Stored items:
*** Block opens ***
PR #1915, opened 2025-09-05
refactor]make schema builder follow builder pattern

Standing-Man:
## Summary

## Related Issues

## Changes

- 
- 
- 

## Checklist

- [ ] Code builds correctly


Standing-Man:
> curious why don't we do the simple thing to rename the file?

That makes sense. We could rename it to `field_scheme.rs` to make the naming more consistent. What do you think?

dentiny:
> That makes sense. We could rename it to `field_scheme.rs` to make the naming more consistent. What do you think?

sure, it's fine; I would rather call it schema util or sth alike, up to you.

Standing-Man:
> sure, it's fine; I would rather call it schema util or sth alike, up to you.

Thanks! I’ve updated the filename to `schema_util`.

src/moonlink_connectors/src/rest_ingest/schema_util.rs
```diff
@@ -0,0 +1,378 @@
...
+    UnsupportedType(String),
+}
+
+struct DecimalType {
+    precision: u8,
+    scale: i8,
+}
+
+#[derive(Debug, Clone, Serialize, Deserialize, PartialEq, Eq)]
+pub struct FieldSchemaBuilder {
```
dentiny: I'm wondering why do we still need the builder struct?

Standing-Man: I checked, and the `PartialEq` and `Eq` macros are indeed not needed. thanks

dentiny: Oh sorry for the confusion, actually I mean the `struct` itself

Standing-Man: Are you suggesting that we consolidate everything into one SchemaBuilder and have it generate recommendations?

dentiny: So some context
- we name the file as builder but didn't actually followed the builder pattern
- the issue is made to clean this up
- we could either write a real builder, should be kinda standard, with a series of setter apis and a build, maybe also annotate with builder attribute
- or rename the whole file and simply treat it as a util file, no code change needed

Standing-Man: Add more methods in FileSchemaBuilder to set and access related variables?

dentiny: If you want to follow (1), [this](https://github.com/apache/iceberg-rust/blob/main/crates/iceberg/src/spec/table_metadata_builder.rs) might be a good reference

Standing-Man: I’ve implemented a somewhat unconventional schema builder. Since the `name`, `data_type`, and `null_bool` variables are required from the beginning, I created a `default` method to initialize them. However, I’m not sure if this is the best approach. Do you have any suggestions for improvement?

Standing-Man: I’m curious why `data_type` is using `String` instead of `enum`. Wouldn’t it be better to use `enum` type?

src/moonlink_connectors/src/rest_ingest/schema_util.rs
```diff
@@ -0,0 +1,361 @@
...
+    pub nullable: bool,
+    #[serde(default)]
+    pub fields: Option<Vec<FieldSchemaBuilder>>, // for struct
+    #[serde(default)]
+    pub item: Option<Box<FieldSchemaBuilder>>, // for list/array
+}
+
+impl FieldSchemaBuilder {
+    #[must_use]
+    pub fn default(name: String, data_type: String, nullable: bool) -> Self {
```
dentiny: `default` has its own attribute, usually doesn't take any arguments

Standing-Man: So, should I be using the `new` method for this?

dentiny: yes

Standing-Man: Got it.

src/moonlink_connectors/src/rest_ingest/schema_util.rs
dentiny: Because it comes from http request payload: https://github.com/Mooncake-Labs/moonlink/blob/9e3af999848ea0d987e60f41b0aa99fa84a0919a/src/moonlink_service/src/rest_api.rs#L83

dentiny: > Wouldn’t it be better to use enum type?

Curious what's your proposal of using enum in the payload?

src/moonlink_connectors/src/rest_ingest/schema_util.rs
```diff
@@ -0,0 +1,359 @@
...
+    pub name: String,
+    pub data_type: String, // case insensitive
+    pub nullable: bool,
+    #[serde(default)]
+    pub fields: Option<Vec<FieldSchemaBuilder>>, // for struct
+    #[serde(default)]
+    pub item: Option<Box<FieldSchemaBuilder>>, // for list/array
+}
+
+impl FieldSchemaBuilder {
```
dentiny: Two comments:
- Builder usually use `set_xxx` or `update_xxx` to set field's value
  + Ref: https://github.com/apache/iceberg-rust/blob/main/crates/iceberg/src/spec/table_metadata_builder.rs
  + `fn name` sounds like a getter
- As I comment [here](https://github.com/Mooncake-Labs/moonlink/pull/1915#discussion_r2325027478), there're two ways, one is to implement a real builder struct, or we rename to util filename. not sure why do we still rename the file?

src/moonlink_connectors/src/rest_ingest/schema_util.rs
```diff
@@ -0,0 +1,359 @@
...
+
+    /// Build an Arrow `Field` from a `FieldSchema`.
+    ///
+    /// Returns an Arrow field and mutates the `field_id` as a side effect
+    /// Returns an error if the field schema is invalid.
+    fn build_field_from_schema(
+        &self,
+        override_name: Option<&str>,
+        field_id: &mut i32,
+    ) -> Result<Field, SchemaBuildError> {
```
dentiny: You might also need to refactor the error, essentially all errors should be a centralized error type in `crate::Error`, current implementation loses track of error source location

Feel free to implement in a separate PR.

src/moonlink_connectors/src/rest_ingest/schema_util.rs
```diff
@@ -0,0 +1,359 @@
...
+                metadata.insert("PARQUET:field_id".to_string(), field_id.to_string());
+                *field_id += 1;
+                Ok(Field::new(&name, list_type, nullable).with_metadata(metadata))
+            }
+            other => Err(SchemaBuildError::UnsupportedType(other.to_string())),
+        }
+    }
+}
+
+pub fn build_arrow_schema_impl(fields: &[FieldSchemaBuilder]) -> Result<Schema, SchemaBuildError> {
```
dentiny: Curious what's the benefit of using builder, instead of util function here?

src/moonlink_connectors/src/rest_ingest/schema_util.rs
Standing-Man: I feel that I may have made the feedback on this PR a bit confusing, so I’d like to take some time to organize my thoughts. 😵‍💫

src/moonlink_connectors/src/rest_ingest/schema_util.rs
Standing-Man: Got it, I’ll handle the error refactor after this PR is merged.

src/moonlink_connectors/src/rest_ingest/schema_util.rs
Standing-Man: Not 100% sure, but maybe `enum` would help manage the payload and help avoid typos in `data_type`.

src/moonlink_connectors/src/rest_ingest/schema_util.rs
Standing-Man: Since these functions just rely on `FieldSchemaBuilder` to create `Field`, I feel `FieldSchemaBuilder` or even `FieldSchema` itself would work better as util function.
*** Block closes ***
*** Block opens ***
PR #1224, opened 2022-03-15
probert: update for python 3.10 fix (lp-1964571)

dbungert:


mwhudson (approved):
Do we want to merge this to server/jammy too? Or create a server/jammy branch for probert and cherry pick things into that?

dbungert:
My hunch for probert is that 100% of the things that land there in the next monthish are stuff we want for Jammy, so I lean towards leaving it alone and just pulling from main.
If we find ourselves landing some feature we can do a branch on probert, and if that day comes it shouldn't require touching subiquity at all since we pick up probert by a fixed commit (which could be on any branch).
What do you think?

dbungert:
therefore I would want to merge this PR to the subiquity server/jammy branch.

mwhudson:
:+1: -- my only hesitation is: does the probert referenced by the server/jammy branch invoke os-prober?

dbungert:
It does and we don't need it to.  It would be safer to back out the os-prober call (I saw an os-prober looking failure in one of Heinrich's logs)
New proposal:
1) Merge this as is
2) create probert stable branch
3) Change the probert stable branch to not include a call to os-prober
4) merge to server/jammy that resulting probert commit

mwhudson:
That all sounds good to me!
*** Block closes ***
*** Block opens ***
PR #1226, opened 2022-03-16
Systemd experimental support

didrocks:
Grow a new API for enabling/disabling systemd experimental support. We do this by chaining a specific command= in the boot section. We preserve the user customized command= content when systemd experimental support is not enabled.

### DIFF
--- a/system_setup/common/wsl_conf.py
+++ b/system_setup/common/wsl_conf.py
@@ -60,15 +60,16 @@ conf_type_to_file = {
*** Block closes ***
*Problem to solve*: From the line holding "PR #1915, opened 2025-09-05" to the line holding "Standing-Man: Add more", inclusive, restate each line above exactly as written.

*Exercise result*:
PR #1915, opened 2025-09-05
refactor]make schema builder follow builder pattern

Standing-Man:
## Summary

## Related Issues

## Changes

- 
- 
- 

## Checklist

- [ ] Code builds correctly


Standing-Man:
> curious why don't we do the simple thing to rename the file?

That makes sense. We could rename it to `field_scheme.rs` to make the naming more consistent. What do you think?

dentiny:
> That makes sense. We could rename it to `field_scheme.rs` to make the naming more consistent. What do you think?

sure, it's fine; I would rather call it schema util or sth alike, up to you.

Standing-Man:
> sure, it's fine; I would rather call it schema util or sth alike, up to you.

Thanks! I’ve updated the filename to `schema_util`.

src/moonlink_connectors/src/rest_ingest/schema_util.rs
```diff
@@ -0,0 +1,378 @@
...
+    UnsupportedType(String),
+}
+
+struct DecimalType {
+    precision: u8,
+    scale: i8,
+}
+
+#[derive(Debug, Clone, Serialize, Deserialize, PartialEq, Eq)]
+pub struct FieldSchemaBuilder {
```
dentiny: I'm wondering why do we still need the builder struct?

Standing-Man: I checked, and the `PartialEq` and `Eq` macros are indeed not needed. thanks

dentiny: Oh sorry for the confusion, actually I mean the `struct` itself

Standing-Man: Are you suggesting that we consolidate everything into one SchemaBuilder and have it generate recommendations?

dentiny: So some context
- we name the file as builder but didn't actually followed the builder pattern
- the issue is made to clean this up
- we could either write a real builder, should be kinda standard, with a series of setter apis and a build, maybe also annotate with builder attribute
- or rename the whole file and simply treat it as a util file, no code change needed

Standing-Man: Add more methods in FileSchemaBuilder to set and access related variables?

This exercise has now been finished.